=== Records shown ===

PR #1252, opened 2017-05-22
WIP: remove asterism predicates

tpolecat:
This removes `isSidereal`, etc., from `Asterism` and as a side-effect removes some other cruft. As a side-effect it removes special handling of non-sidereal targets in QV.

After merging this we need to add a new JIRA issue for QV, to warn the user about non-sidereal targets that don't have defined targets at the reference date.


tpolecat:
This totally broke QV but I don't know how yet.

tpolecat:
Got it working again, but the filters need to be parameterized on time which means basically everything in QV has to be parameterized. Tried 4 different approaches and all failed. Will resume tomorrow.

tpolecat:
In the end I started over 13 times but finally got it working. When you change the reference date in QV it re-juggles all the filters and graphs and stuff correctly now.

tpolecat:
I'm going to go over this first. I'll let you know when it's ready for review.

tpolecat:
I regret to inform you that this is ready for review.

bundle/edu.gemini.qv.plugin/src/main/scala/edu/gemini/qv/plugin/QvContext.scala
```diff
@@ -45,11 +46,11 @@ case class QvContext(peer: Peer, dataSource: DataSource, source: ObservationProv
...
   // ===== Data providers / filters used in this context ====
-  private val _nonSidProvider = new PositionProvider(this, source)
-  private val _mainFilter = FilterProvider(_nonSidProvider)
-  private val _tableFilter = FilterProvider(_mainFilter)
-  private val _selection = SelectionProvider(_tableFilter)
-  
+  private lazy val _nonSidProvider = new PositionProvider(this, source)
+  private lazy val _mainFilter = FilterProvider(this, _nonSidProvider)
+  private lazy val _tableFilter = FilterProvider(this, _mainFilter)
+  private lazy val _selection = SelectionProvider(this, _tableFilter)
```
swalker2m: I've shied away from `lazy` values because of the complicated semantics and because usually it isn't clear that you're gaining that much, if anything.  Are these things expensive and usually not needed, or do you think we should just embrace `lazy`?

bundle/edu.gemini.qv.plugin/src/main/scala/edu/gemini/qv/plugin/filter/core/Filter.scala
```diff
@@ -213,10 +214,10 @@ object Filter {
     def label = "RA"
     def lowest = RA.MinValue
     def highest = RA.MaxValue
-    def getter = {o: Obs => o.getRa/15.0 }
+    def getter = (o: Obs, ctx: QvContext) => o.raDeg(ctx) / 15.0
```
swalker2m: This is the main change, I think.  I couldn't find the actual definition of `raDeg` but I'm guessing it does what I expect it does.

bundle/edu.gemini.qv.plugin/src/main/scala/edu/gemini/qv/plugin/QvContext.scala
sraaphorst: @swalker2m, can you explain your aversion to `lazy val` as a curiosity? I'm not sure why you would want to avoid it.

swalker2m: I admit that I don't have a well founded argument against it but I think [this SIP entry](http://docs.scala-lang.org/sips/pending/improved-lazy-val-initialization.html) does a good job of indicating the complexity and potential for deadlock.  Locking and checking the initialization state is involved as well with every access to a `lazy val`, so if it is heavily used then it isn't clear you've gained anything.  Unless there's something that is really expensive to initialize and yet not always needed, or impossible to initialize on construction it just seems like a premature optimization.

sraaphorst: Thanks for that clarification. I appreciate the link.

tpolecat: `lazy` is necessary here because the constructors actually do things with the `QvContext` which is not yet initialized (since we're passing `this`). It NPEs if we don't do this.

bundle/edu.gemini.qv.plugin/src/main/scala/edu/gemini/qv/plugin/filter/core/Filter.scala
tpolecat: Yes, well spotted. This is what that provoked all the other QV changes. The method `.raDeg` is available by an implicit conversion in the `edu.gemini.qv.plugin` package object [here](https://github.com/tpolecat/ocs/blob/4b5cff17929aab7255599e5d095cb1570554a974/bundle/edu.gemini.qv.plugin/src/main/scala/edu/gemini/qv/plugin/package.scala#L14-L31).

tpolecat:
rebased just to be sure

===
=== Records shown ===

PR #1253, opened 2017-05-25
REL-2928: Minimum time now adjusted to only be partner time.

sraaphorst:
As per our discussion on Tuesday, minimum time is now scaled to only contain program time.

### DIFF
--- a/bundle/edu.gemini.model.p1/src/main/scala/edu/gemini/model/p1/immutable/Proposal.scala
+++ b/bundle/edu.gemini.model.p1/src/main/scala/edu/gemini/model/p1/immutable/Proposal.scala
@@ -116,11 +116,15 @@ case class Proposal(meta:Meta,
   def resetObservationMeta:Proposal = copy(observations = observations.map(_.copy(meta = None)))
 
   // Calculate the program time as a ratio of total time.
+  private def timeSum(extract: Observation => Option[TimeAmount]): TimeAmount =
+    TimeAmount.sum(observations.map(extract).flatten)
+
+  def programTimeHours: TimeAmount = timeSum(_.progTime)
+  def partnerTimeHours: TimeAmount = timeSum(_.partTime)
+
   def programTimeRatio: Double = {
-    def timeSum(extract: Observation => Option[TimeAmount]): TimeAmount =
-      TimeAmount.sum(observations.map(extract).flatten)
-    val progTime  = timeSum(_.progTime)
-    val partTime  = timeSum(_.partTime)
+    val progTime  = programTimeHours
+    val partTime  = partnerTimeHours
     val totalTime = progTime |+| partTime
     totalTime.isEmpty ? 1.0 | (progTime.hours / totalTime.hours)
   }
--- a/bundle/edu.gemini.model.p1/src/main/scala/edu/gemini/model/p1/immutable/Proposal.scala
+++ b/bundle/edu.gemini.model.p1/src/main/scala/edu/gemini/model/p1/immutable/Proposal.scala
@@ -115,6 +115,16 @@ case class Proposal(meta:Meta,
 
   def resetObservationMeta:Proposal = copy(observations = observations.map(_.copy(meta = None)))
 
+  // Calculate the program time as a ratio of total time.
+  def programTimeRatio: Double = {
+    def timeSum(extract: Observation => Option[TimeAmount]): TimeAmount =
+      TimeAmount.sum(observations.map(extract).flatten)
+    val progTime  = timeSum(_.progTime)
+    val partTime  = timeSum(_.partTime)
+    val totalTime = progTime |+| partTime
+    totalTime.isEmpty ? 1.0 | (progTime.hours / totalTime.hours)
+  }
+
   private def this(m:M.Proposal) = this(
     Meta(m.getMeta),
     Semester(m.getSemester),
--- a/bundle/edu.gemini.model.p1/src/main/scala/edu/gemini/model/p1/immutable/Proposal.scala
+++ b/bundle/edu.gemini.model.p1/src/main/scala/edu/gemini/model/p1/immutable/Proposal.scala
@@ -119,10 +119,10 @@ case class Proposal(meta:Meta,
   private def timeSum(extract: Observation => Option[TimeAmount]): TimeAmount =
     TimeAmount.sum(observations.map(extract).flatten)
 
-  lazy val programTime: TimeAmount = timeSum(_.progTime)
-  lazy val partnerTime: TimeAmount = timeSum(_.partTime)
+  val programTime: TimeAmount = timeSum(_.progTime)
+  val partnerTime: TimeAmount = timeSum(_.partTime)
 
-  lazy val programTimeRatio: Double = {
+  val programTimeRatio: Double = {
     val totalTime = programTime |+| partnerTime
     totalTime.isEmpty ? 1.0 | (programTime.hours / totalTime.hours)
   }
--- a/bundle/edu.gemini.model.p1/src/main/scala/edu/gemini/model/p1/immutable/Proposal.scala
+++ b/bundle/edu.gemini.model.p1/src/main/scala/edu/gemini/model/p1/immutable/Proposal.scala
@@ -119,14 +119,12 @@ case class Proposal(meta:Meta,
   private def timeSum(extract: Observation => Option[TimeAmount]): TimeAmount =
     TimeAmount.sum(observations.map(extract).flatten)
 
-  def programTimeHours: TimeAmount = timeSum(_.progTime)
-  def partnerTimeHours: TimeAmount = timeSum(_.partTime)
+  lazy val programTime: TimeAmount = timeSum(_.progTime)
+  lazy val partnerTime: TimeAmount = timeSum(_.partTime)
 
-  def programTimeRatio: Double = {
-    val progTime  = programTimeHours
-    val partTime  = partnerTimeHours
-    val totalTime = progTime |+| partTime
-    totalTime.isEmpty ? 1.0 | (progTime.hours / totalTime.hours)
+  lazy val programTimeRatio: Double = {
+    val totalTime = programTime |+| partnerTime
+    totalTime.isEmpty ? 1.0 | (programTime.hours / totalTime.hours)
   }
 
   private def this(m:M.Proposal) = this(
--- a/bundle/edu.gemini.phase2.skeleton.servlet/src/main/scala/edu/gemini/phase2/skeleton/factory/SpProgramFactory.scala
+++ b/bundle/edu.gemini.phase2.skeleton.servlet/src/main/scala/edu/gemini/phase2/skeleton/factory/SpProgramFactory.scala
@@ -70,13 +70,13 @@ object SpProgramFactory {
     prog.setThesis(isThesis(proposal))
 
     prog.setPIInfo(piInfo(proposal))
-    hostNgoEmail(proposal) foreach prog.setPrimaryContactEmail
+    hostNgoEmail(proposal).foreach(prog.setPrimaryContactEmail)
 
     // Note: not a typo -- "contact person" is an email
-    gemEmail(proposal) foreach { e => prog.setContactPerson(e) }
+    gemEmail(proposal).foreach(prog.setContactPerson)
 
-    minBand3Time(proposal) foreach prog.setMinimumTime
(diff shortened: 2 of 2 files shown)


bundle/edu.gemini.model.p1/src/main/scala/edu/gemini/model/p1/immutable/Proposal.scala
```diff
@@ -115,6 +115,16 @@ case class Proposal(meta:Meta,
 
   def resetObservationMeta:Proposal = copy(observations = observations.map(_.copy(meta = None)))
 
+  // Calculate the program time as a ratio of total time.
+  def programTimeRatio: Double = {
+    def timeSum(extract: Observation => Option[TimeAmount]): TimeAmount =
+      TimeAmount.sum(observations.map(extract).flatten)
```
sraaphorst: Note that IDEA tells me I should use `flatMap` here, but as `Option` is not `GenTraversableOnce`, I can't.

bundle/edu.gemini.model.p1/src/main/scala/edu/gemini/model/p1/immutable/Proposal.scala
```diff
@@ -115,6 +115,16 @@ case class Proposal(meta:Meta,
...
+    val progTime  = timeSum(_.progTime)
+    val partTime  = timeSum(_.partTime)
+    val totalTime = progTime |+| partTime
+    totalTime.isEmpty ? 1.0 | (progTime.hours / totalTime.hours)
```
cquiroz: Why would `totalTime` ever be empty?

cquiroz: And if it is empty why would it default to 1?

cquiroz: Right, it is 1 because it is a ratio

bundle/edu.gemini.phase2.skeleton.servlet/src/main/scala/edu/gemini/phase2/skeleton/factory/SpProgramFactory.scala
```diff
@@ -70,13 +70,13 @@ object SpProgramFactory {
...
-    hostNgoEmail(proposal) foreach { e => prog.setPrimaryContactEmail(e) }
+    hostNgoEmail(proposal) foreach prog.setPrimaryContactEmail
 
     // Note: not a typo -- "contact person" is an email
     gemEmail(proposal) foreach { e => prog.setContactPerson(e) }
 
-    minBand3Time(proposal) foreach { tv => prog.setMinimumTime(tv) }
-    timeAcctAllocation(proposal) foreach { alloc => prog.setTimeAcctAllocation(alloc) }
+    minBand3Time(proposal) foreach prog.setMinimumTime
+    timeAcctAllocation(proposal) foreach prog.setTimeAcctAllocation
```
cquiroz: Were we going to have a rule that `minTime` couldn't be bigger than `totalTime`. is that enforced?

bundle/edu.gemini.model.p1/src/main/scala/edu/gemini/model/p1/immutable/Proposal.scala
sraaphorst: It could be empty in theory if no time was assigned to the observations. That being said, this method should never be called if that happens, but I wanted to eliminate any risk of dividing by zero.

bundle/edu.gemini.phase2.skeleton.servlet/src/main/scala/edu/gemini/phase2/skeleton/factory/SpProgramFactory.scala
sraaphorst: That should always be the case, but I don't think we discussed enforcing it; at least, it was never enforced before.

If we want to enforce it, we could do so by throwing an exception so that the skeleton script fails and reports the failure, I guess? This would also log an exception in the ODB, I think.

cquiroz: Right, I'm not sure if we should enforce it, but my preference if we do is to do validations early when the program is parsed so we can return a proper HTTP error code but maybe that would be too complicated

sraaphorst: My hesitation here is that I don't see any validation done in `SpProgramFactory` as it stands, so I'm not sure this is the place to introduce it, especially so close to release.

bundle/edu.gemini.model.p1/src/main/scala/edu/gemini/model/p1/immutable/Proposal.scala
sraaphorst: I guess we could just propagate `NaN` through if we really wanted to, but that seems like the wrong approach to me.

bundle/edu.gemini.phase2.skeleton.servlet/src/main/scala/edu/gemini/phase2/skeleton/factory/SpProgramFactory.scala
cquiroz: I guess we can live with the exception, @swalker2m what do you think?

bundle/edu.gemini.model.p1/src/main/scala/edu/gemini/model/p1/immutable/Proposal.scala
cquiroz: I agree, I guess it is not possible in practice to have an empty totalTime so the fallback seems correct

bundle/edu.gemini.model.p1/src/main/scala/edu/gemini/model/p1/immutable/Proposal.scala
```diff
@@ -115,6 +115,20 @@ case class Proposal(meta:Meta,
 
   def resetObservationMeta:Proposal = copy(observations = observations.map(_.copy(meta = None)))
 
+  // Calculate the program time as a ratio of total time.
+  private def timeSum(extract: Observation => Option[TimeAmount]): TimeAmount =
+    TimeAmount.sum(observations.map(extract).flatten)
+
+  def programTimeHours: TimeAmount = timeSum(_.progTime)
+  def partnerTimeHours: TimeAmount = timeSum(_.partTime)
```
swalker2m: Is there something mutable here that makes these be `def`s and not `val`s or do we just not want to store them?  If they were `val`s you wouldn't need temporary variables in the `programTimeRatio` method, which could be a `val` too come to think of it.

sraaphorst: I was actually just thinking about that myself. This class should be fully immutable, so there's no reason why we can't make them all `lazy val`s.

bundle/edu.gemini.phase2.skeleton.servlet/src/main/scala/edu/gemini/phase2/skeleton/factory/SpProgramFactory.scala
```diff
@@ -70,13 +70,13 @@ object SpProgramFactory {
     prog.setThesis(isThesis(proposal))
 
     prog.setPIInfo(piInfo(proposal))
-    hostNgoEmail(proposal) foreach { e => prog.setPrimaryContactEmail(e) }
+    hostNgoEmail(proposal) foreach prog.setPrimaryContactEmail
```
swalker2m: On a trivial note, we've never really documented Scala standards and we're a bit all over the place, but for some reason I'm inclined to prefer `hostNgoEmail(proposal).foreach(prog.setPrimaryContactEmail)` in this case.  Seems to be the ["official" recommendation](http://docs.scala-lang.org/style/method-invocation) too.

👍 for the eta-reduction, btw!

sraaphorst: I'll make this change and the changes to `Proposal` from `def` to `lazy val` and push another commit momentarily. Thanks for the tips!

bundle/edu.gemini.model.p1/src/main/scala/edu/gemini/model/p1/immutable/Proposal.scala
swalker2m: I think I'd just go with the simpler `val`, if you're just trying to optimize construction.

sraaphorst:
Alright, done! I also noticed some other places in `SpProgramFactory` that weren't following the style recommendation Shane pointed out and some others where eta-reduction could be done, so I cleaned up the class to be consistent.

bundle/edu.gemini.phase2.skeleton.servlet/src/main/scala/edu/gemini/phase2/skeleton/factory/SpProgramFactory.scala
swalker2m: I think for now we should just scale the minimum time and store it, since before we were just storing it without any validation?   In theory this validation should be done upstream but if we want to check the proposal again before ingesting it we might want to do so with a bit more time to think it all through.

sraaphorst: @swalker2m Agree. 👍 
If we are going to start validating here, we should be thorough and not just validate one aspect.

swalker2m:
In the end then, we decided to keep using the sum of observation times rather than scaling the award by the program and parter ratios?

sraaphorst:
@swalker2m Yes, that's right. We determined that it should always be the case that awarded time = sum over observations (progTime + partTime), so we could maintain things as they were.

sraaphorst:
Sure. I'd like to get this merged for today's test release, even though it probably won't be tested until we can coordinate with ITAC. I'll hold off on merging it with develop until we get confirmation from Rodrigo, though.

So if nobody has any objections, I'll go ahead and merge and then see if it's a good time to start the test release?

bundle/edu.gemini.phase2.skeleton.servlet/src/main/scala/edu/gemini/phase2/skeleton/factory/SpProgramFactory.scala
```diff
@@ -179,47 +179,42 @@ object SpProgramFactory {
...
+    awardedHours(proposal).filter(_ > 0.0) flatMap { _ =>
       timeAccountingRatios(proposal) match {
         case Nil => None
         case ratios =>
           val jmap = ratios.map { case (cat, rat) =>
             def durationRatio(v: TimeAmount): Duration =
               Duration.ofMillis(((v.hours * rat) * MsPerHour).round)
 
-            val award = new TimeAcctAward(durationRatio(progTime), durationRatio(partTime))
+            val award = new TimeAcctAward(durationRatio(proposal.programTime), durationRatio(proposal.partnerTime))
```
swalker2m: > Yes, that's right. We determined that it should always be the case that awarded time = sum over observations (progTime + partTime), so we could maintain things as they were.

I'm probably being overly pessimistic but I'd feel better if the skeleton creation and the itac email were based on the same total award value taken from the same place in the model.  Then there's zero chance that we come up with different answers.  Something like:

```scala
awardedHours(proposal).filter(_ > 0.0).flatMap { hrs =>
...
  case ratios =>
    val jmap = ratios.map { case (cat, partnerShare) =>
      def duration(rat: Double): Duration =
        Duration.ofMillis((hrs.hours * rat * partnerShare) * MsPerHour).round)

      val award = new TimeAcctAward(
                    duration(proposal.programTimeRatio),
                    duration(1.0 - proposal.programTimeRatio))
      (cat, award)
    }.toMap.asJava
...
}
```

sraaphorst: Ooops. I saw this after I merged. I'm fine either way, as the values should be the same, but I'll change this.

===
=== Records shown ===

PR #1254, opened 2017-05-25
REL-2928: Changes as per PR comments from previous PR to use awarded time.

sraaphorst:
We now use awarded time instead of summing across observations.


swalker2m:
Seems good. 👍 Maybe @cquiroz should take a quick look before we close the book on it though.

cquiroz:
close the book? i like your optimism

===

__Goal of the exercise__: Whenever the word "ofMillis" appears in a line above, copy that line.

__Answer box__:
               Duration.ofMillis(((v.hours * rat) * MsPerHour).round)
        Duration.ofMillis((hrs.hours * rat * partnerShare) * MsPerHour).round)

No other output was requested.